Saved data entries:
--- START ---

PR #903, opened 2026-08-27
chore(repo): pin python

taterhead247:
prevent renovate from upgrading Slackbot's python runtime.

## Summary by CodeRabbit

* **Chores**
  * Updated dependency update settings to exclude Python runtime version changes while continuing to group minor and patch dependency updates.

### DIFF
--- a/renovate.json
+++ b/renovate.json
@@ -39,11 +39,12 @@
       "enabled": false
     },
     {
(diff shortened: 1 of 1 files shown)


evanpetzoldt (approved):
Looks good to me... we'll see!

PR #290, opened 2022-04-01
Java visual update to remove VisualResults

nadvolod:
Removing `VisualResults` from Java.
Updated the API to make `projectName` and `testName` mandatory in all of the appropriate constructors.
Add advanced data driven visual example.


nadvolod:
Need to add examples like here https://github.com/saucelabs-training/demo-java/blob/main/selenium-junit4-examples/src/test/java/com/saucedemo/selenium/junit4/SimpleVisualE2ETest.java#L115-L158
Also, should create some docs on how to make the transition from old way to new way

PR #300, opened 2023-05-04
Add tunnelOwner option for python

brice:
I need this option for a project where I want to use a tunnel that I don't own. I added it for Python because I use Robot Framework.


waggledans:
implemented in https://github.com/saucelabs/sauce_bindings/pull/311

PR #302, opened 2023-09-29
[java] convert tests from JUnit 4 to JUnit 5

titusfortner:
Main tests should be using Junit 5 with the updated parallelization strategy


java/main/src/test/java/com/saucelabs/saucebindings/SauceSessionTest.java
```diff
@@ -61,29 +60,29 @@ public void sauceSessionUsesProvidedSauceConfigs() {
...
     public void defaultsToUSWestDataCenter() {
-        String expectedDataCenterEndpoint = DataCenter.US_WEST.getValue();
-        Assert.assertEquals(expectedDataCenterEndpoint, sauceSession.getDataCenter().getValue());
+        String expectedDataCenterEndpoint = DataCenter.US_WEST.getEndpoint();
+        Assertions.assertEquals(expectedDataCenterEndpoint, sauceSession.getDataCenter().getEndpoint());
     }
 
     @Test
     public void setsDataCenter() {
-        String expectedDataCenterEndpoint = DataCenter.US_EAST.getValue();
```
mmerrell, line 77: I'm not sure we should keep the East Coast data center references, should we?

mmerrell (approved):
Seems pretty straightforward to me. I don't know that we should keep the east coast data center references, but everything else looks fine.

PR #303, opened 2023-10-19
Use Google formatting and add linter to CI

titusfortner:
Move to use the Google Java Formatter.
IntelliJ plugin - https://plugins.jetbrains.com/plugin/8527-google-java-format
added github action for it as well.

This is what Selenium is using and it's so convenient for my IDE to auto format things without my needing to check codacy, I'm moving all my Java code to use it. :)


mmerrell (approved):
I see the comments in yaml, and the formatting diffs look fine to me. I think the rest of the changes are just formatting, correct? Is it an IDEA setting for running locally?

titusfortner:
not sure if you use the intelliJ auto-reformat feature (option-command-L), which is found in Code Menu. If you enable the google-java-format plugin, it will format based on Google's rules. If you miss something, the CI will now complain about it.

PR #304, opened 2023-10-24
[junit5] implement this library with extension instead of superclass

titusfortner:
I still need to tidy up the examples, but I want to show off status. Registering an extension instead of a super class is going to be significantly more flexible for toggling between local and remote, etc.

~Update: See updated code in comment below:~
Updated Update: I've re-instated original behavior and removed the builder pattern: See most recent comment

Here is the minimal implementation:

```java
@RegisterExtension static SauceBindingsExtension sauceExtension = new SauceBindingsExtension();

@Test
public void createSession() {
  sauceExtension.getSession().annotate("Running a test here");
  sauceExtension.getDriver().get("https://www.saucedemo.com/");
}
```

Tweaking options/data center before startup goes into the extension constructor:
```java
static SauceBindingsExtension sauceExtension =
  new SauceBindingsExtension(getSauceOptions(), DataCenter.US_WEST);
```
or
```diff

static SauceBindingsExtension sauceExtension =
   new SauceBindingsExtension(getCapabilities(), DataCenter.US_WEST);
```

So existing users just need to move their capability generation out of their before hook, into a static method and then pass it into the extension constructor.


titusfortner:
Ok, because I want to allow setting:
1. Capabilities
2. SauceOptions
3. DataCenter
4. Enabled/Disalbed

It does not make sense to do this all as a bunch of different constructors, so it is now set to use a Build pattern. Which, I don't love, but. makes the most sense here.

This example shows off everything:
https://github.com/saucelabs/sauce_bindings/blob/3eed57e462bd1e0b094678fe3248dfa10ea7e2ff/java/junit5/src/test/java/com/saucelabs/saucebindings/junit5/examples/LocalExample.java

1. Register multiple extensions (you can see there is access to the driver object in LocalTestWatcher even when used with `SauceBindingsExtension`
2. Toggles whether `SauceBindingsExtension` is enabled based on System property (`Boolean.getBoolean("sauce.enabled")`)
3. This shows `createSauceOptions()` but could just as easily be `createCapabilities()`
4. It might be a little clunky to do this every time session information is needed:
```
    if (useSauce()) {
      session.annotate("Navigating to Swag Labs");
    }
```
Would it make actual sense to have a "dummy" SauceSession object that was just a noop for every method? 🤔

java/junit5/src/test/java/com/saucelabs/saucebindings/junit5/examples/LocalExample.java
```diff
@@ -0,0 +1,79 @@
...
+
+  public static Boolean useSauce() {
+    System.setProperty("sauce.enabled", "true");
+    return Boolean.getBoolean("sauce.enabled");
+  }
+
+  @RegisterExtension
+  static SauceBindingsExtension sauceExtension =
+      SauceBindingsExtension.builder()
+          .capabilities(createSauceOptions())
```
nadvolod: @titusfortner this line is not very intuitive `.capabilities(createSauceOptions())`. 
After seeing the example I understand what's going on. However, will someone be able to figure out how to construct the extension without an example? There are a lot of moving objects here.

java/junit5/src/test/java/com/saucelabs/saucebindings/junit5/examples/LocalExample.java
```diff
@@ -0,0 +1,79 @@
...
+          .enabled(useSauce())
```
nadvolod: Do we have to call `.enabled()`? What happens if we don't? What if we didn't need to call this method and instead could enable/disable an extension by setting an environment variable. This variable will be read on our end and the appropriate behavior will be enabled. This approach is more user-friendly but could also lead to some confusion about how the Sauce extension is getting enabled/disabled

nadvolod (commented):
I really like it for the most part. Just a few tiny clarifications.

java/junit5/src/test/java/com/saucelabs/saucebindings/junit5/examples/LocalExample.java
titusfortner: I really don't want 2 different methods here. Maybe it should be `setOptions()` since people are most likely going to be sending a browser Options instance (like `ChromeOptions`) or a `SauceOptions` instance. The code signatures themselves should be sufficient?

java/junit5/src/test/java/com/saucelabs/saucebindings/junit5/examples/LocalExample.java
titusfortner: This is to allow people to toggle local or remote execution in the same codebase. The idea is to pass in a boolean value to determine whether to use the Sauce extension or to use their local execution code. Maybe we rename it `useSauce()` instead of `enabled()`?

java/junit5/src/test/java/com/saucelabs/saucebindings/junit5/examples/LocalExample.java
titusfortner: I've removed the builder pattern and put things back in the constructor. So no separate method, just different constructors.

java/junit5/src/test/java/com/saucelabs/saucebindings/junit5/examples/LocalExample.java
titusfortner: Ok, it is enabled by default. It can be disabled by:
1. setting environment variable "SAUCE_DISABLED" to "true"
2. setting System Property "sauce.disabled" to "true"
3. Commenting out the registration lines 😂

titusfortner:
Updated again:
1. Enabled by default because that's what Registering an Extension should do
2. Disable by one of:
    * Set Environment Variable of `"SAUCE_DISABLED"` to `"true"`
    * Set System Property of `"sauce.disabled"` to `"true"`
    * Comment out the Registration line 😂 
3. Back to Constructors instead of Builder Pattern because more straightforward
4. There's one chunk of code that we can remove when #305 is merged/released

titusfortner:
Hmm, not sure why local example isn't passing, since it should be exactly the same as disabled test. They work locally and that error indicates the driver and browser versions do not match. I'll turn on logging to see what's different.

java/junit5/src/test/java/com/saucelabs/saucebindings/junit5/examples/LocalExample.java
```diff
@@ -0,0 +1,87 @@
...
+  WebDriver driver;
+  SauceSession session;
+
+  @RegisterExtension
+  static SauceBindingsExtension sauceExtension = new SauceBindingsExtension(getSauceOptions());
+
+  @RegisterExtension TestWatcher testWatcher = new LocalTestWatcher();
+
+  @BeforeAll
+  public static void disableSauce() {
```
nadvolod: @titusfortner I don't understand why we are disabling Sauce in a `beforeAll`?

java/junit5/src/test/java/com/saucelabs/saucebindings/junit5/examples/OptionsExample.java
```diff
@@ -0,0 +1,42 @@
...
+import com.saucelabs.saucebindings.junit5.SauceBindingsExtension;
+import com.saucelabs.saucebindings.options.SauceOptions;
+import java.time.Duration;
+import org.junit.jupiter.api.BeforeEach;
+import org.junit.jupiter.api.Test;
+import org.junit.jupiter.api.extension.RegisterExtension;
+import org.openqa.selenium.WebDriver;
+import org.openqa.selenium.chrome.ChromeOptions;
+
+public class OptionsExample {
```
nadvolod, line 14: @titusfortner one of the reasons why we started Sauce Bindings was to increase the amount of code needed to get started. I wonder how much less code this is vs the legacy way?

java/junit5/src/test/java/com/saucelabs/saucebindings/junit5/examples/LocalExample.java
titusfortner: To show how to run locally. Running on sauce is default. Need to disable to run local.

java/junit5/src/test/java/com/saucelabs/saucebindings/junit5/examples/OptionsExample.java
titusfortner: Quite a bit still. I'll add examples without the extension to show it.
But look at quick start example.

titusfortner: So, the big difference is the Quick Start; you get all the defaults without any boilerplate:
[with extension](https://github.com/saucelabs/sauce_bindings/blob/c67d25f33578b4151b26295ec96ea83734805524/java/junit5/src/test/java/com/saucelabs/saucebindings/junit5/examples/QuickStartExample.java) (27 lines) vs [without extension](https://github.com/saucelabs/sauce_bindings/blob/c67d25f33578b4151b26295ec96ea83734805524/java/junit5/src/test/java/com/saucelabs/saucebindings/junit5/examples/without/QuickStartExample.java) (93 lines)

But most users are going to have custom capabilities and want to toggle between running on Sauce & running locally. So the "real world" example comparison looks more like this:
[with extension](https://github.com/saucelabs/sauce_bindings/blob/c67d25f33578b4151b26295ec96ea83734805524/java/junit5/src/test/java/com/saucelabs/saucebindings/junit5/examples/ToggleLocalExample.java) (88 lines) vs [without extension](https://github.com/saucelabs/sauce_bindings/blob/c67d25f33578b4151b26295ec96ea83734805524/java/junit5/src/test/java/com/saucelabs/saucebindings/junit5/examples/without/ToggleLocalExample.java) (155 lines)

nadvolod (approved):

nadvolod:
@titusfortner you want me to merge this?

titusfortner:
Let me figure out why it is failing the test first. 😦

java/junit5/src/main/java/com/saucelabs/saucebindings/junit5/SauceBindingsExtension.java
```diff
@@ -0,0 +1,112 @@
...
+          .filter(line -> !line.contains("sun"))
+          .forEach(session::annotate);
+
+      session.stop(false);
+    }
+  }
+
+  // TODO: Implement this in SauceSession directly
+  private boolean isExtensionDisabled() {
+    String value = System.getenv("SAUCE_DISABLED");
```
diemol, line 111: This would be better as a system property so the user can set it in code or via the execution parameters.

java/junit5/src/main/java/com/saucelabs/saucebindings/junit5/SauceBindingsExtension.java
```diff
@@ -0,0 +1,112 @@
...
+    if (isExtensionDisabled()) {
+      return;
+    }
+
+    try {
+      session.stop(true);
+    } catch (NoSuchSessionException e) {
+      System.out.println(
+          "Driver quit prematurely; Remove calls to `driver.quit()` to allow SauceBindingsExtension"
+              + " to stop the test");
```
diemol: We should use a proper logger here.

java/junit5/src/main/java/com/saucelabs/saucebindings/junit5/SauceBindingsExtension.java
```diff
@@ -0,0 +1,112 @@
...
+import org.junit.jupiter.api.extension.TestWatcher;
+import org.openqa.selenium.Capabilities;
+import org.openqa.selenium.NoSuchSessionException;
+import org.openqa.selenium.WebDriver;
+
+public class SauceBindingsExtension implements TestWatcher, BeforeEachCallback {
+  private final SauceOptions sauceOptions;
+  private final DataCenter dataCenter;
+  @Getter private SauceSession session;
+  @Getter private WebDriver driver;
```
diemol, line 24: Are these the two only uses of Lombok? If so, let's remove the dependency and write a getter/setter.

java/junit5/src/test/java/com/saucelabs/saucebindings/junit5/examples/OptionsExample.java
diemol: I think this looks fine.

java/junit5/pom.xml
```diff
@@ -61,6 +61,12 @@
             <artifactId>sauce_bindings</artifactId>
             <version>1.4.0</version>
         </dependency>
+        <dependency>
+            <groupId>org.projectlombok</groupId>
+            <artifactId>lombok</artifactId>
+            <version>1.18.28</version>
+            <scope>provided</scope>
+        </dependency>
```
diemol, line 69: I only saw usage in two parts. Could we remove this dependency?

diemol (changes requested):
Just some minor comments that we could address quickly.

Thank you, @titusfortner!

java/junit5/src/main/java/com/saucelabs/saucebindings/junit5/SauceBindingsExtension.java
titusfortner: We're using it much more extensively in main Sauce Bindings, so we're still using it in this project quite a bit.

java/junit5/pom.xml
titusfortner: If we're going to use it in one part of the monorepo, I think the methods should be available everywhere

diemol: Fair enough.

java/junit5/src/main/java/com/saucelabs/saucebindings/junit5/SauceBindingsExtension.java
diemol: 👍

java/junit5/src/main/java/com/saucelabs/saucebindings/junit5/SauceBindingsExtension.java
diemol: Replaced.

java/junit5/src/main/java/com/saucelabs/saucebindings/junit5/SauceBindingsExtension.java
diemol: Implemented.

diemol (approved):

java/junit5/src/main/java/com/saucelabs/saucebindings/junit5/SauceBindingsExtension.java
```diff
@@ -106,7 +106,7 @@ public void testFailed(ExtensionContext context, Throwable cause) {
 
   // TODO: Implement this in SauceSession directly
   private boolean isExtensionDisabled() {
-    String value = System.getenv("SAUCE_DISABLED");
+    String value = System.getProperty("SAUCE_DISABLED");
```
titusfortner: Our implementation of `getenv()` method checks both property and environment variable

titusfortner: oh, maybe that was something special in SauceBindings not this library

--- END ---

_TASK REQUIREMENTS_.
Go through the records and copy each line with "keep" in it.

_THE ANSWER_.
mmerrell, line 77: I'm not sure we should keep the East Coast data center references, should we?
Seems pretty straightforward to me. I don't know that we should keep the east coast data center references, but everything else looks fine.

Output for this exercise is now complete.